Open ponykid opened 1 year ago

ponykid commented 1 year ago

Thank you for your sharing your code, I have some questions. In your paper, appendix A, For categorical variable y∗, Varp(y∗|x∗,ω)(y∗) = Ep(y∗|x∗,ω)(y∗⊗2)−Ep(y∗|x∗,ω)(y∗)⊗2 and it is Ep(y∗|x∗,ω){diag(y∗)}−Ep(y∗|x∗,ω)(y∗)⊗2 because y∗ is one-hot encoded.

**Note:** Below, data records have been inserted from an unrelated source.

PR #3173, opened 2026-06-11
GO-7314 Make participant objects store-only

requilence:
## Problem

On every start, for every loaded space, `aclobjectmanager` reprocesses the full ACL member list and materializes each member as a participant smartblock (~2 `space.Do` load+apply cycles per member). On a real large account this measured **1,549 participant smartblock loads per start**, with **2,202 participants pinned in the object cache until shutdown** (`TryClose` returned `false`). All of this work was pure overhead: participants are already virtual objects (static source, no tree, `PushChange` no-op) whose only persistence is the objectstore — the smartblock layer was just an expensive write funnel.

Full design rationale, verified research and implementation notes: `docs/ParticipantObjectsRefactoring.md` (added in this PR).

## Changes

**Phase 1 — direct store writes + fulltext funnel**
- New `core/participants` package owns all participant record writes: atomic merge into the space index (subscription events fire only on real diffs — same primitive the indexer uses), `BindSpaceId` and fulltext enqueue committed *before* the merge so partial failures replay cleanly; FT is enqueued only when `name`/`description` change (the only participant keys producing FT docs)
- `participantwatcher` builds ACL/base details and writes through the store — no `space.Do`
- The participant editor keeps only `Init` (read-only view for ObjectOpen, preserving the GO-7111 no-diff-on-open logic); `Modify*`, `DetailsUpdatable` and the `TryClose` cache pin are removed
- New `SmartBlockType.FulltextDetailsOnly()` + a details-only branch in `prepareSearchDocs`: the FT worker builds participant docs from store details without loading objects, sharing the exact relation-doc filtering via `prepareRelationSearchDocsFromDetails`. Covers all FT entry points (queue, FT-db rebuild, reconcile, consistency check)

**Phase 2 — identity fan-out via the store**
- `RegisterIdentity(spaceId, identity, key)` drops the observer callback; profile updates merge directly into the participant records of registered spaces (update-only; creation stays in the ACL path)
- Per-identity profile encryption keys persist in commonDb (`identity_encryption_keys`); `nil` key reuses the persisted one; the own identity's key is derived on demand and persisted
- The per-(identity, space) observer map degrades to a set scoping identity-repo polling

**Phase 3 — skip ACL reprocessing when the head is unchanged**
- `processAcl` persists a last-processed-ACL-head marker per space and early-outs on match: no per-member iteration, no per-member ACL metadata decryption — only identity tracking is re-registered from a single store query (`WatchPersistedParticipants`), with fallback to full processing on any error
- `RemoveAclIndexes` clears the marker (covers forced reindex and space offload); notifications still run on the skip path

## Impact

On the 1,519-member space: zero participant smartblock loads on warm start (previously ~3k load+apply cycles), no pinned cache entries, FT worker and FT-db rebuilds no longer materialize participants, and with an unchanged ACL head the per-member metadata decryption is skipped too.

## Behavior notes

- No migration/reindex needed: existing store records already contain every key the new write path produces
- One accepted change: an *already-open* participant page no longer receives live detail updates through smartblock apply events (reopening always shows fresh data; subscription-backed views update live as before)
- Client RPC surface unchanged

## Testing

- New unit/integration tests: merge semantics & FT-enqueue gating (`core/participants`), ACL-path record parity incl. self-participant and hidden-discovery (`participantwatcher`), store fan-out incl. restart key-persistence roundtrip (`core/identity`), skip/fallback paths (`aclobjectmanager`), details-only FT docs with a strict no-load mock (`core/indexer`), marker clearing (`RemoveAclIndexes`)
- Full sweep of `./core/... ./space/... ./pkg/lib/...` passes
- An adversarial review pass was run over the diff; the three findings (side-effect replay ordering, own-key persistence gap, registration-vs-broadcast stale write) are fixed in this PR


requilence:
Second review round (focused on participant details consistency across all writers) found one critical gap, fixed in 3fe5b3851:

**The smartblock→indexer full-replace write-back was still alive for participants.** `Apply`/`StateAppend` → `runIndexer` → `UpdateObjectDetails` writes the state's `CombinedDetails` wholesale, and with the store now being the source of truth, a stale cached state was the one remaining writer that could move a record *backwards*. Three real triggers:

1. **Backlinks watcher cached-object fallback** — `injectDerivedDetails` refreshes only the backlinks key from the store; the rest of the cached state (name, permissions, status) is stale and got written back. E.g.: member page cached → member renames themselves (store updated by identity fan-out) → someone mentions that member anywhere → backlinks fallback reverts the name. Worse: a reverted `participantStatus`/`participantPermissions` survived restarts, because the Phase-3 ACL-head marker deliberately skips reprocessing while the head is unchanged.
2. **Every ObjectOpen** produced an Apply that reached the indexer (snippet/mentions/resolvedLayout links are added child-only, so the no-diff-on-open goal of GO-7111 didn't hold for these records), opening a lost-update window exactly during the space-load write burst — and leaking state-only keys (`layout`, `featuredRelations`, `snippet`, …) into the records.
3. **Layout syncer** `needApply` path (rare).

Fix: `FulltextDetailsOnly()` is renamed to `DetailsStoreOwned()` (one property: the store record is the source of truth, smartblock state is a derived view), `indexer.Index()` returns early for such types, and the backlinks watcher modifies store-owned records directly instead of falling back to the object cache. Pinned by tests: a stale-state `Index()` call leaves the record untouched, and backlinks land in the store without touching the cache.

Explicitly audited and ruled out in the same round: sync-status detail injection (participants excluded twice), readonlyfixer / systemobjectreviser / object-context migrations (none touch participants), `migration.RunMigrations` (no migrations registered for the participant editor), reindex paths (tree-based; both `removeParticipants` and `ClearHeadsState` clear the ACL marker → full reprocessing), `type` detail staleness (derived per-space ids are deterministic), and the `upsert` semantics of the new `ModifyObjectDetails` (update-only skips missing docs; subscription events always carry full merged details).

However, You known, the output of softmax is not one-hot encoded variable, each position is the probability of the classes , for example, the output is [0.9,0.1,0.1](not one-hot), the ground trouth is 1,0,0, so do we really can use the "it is Ep(y∗|x∗,ω){diag(y∗)}−Ep(y∗|x∗,ω)(y∗)⊗2 because y∗ is one-hot encoded. "?

Feng

ykwon0407 commented 1 year ago

Hi Feng,

I do not think I understand your question. What do you mean by do we really can use the "it is Ep(y∗|x∗,ω){diag(y∗)}−Ep(y∗|x∗,ω)(y∗)⊗2 because y∗ is one-hot encoded. "?